=== Required work ===
Up to and including the line with "- **Active/Pending Tunnels**", restate the records below word for word, beginning with their first line.

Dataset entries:
···

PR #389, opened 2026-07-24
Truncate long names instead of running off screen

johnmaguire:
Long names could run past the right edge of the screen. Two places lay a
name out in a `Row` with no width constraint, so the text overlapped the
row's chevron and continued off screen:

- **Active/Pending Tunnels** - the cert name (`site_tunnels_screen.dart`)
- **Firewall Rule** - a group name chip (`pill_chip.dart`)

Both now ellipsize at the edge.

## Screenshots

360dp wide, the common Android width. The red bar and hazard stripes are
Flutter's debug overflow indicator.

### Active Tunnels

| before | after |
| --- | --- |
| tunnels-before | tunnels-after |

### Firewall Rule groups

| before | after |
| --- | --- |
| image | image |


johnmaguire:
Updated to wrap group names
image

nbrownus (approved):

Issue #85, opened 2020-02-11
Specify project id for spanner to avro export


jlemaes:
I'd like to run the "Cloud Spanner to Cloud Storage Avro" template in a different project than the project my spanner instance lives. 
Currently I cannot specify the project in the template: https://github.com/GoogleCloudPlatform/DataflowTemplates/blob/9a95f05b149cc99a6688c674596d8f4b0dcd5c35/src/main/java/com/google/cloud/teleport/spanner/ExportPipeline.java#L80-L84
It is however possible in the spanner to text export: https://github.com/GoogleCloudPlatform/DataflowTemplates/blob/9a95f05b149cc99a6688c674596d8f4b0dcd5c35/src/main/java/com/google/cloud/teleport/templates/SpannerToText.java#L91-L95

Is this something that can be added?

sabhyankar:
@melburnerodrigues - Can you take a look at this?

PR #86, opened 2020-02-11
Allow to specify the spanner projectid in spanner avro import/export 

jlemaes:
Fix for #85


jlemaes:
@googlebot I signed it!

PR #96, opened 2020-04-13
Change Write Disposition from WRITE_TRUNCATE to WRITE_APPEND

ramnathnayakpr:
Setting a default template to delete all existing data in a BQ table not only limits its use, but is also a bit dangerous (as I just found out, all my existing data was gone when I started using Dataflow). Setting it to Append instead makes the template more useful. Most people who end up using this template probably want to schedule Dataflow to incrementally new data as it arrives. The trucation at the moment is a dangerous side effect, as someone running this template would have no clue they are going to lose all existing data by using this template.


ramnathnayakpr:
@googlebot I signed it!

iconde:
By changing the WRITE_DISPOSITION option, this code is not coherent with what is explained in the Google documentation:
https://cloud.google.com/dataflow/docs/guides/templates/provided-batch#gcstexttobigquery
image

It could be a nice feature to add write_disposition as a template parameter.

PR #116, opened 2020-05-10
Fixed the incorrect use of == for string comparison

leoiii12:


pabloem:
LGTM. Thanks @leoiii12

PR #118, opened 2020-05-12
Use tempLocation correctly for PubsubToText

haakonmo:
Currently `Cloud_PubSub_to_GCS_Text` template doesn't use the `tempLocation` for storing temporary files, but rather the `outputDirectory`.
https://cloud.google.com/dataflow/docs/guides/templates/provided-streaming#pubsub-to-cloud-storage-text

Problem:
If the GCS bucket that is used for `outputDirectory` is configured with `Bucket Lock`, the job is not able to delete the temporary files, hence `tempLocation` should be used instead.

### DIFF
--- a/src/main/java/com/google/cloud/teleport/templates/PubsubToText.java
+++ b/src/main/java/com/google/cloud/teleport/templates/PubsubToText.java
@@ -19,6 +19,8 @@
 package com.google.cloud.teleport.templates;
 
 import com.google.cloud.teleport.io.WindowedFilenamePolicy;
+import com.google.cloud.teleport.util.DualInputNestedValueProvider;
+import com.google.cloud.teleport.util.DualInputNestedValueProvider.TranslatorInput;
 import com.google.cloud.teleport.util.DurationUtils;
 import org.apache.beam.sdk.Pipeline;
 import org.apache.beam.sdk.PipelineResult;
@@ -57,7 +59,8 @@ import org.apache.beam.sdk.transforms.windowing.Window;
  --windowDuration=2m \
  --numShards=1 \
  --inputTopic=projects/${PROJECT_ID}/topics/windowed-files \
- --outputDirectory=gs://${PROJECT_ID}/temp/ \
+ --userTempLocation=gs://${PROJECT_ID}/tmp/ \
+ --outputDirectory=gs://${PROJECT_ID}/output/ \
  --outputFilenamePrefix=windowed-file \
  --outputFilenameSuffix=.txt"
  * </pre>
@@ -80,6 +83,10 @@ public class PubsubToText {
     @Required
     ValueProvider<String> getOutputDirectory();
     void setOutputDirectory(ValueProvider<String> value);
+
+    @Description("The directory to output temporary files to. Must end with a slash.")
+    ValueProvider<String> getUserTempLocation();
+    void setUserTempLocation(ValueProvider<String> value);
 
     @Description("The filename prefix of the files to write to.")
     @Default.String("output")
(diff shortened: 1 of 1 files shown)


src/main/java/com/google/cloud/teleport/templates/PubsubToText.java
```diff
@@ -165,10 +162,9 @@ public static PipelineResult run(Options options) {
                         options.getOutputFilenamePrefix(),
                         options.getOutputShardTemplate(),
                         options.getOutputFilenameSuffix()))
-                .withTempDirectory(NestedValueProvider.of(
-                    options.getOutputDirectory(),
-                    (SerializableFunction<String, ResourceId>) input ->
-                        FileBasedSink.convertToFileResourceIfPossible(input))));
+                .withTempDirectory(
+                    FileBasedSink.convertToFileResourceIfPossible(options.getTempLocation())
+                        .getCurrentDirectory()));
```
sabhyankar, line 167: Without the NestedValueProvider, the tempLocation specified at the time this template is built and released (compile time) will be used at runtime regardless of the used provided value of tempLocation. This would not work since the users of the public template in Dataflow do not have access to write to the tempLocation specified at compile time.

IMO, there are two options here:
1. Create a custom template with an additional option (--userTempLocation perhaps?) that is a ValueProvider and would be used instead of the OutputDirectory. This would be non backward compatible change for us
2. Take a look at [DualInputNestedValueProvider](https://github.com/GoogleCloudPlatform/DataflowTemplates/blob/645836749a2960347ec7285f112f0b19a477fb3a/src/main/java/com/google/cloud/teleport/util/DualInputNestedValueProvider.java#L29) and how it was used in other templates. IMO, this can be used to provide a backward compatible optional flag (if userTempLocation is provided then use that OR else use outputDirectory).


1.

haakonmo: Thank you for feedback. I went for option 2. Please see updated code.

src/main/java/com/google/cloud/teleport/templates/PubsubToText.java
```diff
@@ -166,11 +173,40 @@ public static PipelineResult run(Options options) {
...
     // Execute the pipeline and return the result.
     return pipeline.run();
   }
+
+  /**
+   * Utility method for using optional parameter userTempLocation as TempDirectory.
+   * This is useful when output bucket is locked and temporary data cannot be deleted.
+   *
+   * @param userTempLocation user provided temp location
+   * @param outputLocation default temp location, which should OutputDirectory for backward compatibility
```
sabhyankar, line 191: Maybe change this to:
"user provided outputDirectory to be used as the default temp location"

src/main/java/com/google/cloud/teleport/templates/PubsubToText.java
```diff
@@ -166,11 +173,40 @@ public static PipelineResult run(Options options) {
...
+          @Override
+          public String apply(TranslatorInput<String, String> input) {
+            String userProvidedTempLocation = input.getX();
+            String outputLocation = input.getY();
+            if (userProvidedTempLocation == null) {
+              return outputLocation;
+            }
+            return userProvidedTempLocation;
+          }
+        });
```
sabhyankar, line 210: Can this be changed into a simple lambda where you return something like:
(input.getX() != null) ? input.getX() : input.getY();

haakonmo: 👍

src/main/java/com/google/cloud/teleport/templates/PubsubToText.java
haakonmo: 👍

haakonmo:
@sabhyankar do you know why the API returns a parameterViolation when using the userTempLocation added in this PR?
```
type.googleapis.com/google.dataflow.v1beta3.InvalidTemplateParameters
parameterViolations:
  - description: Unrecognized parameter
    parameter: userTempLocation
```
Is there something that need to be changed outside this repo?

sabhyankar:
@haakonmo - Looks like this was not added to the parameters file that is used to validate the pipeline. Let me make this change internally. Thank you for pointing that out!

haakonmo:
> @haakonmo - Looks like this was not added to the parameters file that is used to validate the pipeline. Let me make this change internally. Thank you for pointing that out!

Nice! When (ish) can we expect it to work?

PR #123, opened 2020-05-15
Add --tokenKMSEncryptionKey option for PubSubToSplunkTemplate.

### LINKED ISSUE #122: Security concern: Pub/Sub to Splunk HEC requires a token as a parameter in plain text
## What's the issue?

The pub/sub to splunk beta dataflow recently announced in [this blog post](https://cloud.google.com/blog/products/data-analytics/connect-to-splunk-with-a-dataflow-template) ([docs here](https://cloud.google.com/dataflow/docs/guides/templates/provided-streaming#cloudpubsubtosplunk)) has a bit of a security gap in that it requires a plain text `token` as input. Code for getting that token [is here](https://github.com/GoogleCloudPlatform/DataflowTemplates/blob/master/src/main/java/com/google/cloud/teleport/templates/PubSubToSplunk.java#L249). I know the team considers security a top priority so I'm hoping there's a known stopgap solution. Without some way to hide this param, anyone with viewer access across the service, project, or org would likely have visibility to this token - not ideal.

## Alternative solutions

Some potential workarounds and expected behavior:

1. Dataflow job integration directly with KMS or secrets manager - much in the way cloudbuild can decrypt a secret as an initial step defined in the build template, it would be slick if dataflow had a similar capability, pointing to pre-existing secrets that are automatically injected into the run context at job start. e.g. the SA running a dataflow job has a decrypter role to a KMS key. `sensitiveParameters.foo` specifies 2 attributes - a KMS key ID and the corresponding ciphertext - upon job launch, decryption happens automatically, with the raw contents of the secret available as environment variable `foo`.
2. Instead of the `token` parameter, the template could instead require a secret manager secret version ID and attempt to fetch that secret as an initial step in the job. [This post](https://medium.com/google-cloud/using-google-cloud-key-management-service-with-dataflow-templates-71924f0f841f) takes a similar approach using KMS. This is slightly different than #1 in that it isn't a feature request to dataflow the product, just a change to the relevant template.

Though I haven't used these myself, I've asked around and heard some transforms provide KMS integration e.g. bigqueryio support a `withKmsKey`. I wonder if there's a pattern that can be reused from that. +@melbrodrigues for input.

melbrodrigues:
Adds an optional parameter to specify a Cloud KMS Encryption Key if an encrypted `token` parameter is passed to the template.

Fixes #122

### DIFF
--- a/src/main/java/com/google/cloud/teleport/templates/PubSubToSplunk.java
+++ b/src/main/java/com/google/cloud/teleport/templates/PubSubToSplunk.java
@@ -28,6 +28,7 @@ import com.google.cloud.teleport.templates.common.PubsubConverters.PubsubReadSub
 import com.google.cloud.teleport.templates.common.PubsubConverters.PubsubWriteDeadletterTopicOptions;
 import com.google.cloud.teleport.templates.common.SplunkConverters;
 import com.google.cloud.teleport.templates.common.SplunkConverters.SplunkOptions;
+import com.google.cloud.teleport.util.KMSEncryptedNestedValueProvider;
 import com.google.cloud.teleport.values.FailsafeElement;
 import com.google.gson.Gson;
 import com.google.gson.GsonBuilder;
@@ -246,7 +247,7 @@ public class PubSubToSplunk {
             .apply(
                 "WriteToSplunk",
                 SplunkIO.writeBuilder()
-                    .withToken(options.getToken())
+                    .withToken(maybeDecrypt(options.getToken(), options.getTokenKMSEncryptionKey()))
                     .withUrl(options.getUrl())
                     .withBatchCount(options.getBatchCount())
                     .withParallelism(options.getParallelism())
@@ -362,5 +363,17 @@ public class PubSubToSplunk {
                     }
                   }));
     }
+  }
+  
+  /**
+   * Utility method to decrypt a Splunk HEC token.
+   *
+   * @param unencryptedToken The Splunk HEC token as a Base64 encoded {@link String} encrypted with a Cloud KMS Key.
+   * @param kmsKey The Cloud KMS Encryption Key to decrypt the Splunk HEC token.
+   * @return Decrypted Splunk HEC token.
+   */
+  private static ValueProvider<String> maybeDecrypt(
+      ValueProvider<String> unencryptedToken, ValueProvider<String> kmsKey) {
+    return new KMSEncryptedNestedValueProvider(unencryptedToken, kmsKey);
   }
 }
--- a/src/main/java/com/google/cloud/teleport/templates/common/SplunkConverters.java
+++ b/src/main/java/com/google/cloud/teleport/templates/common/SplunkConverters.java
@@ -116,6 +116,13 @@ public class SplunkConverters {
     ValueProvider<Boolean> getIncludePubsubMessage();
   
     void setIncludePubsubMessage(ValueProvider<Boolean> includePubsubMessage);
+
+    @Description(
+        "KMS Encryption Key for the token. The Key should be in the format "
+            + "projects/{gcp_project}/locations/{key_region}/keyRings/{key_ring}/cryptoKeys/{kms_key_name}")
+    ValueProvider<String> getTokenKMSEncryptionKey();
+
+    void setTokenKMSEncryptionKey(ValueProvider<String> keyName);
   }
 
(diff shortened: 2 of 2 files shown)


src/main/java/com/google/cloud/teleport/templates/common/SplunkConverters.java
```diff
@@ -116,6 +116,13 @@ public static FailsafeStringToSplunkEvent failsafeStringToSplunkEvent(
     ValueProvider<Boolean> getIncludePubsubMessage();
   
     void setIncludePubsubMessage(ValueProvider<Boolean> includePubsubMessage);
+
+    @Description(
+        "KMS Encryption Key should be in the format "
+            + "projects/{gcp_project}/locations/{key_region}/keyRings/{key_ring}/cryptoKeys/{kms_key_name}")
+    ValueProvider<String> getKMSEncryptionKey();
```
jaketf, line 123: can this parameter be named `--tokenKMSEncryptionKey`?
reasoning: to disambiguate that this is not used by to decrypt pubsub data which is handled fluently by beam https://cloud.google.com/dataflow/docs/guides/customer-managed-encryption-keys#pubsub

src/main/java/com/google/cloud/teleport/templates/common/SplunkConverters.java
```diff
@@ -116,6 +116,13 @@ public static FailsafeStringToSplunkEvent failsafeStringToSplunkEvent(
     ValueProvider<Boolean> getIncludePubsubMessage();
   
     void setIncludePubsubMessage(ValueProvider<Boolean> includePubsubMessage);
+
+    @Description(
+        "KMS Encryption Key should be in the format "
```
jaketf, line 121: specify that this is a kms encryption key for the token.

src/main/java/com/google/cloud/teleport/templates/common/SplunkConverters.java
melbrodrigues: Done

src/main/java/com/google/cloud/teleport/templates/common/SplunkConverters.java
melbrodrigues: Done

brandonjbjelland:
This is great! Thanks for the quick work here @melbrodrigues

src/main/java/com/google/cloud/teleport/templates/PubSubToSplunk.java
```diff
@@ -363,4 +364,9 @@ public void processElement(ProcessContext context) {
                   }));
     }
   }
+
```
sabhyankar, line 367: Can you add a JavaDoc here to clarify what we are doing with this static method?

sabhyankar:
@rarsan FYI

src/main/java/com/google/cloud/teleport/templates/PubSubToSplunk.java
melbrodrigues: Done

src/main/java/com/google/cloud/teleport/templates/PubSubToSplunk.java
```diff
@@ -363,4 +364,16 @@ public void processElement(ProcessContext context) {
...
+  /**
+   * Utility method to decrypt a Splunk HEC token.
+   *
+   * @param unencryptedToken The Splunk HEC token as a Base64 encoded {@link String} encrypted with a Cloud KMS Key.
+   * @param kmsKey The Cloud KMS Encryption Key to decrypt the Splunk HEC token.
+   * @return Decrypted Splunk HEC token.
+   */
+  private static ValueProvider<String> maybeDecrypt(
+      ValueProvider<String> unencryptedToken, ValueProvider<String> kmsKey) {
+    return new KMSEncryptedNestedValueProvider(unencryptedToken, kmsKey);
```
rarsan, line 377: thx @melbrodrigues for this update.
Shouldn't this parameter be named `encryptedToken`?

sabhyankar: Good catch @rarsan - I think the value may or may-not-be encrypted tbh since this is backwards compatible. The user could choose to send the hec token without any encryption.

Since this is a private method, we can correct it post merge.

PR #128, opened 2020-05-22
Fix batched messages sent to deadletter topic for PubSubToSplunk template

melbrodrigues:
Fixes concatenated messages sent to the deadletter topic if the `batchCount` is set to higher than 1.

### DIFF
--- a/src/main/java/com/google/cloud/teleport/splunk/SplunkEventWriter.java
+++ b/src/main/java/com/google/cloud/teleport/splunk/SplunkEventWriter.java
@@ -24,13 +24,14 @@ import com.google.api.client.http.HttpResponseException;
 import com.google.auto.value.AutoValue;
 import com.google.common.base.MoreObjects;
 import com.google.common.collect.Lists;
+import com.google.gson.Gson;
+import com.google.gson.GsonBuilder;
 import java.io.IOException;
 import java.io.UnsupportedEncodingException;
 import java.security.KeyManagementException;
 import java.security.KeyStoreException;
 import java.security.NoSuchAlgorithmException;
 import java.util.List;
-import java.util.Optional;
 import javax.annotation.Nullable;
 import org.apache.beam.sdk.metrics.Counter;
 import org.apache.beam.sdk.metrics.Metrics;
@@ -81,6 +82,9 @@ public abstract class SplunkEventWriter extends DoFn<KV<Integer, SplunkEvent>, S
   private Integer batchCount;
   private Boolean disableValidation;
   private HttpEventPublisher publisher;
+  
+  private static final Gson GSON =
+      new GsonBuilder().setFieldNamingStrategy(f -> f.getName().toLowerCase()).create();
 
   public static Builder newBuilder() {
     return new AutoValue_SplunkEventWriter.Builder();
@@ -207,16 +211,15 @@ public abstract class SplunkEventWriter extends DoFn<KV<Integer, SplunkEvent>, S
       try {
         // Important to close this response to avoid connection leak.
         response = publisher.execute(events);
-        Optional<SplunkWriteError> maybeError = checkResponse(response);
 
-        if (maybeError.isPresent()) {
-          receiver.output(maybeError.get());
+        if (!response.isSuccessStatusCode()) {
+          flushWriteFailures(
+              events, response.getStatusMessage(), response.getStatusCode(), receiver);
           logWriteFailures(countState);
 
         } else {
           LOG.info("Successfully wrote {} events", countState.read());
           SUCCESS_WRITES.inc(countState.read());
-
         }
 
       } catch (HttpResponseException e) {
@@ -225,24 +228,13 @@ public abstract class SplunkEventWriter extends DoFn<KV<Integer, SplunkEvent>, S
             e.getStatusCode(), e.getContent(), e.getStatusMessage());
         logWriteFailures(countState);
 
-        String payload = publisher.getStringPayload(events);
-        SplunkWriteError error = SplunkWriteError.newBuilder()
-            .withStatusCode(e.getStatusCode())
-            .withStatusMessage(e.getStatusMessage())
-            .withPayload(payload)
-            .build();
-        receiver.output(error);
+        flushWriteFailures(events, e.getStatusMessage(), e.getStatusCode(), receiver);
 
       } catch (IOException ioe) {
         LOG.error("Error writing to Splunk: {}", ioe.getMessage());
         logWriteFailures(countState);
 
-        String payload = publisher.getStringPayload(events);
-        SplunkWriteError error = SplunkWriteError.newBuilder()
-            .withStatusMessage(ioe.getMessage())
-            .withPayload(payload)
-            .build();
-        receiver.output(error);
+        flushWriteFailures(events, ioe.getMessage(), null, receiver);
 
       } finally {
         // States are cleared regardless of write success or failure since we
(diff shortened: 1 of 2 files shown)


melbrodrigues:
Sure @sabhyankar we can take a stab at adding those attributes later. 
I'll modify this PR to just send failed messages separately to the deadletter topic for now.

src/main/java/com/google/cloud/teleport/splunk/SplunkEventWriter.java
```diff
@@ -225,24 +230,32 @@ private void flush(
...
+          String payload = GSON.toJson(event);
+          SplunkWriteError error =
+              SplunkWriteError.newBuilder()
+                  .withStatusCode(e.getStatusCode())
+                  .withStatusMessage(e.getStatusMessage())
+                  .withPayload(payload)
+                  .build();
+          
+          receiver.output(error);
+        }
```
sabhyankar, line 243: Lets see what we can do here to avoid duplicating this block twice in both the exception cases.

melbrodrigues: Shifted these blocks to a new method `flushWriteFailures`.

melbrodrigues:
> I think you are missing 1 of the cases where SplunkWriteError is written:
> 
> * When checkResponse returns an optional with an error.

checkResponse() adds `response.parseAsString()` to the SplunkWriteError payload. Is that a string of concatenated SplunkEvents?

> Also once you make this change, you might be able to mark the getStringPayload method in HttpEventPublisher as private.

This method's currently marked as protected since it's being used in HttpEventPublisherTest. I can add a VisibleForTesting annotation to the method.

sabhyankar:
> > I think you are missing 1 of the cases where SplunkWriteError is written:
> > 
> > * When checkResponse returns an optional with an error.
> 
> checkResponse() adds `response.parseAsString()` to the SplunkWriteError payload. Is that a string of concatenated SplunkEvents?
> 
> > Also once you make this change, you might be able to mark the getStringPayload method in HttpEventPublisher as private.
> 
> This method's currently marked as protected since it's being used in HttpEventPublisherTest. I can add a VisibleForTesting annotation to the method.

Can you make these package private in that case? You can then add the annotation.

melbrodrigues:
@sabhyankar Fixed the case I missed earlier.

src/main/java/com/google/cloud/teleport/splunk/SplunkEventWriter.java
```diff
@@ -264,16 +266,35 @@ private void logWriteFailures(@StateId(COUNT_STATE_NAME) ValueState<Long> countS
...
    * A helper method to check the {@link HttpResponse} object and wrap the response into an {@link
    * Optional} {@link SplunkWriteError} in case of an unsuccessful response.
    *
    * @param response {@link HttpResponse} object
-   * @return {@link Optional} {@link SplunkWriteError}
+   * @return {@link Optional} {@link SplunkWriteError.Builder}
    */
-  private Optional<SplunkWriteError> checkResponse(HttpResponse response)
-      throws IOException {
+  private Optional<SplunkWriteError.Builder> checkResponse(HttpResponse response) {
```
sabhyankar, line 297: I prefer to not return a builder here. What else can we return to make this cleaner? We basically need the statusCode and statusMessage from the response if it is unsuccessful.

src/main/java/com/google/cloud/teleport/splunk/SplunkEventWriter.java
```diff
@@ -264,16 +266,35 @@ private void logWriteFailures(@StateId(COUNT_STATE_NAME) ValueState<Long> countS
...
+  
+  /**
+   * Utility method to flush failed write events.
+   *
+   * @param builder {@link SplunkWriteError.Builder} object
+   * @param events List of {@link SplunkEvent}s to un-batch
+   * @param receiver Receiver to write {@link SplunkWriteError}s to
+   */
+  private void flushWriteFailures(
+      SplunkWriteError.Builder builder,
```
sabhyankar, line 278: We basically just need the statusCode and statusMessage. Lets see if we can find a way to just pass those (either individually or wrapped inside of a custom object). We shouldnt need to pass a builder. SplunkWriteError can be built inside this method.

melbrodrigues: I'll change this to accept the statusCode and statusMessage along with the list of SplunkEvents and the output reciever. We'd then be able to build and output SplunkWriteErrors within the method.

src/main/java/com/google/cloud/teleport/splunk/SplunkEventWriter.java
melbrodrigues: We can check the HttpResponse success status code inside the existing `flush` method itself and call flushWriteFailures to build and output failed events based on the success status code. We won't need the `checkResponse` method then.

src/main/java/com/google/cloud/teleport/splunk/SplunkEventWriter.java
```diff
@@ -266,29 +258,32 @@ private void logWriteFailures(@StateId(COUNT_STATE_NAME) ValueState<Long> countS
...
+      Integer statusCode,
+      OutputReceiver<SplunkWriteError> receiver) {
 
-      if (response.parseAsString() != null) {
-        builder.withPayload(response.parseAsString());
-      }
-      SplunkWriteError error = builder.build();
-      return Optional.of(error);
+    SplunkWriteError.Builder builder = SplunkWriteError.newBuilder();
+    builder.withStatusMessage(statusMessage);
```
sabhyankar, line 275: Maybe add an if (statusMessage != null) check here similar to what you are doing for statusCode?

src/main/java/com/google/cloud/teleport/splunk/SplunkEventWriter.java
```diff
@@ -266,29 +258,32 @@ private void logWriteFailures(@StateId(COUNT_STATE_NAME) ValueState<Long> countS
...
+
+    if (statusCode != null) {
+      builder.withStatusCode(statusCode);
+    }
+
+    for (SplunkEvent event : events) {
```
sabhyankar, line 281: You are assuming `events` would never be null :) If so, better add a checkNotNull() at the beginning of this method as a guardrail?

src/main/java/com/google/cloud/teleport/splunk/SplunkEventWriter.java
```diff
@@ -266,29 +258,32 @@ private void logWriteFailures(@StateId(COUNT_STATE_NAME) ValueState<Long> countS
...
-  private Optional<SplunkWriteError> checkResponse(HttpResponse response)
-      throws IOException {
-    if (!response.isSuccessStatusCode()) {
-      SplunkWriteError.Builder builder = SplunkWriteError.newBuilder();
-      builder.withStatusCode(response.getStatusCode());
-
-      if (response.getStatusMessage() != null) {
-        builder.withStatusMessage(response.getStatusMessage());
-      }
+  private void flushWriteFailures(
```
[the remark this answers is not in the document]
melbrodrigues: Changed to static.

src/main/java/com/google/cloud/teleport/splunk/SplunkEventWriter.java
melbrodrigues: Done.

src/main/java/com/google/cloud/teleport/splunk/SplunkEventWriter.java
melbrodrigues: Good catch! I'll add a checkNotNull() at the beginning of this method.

···

=== Answer area ===
PR #389, opened 2026-07-24
Truncate long names instead of running off screen

johnmaguire:
Long names could run past the right edge of the screen. Two places lay a
name out in a `Row` with no width constraint, so the text overlapped the
row's chevron and continued off screen:

- **Active/Pending Tunnels** - the cert name (`site_tunnels_screen.dart`)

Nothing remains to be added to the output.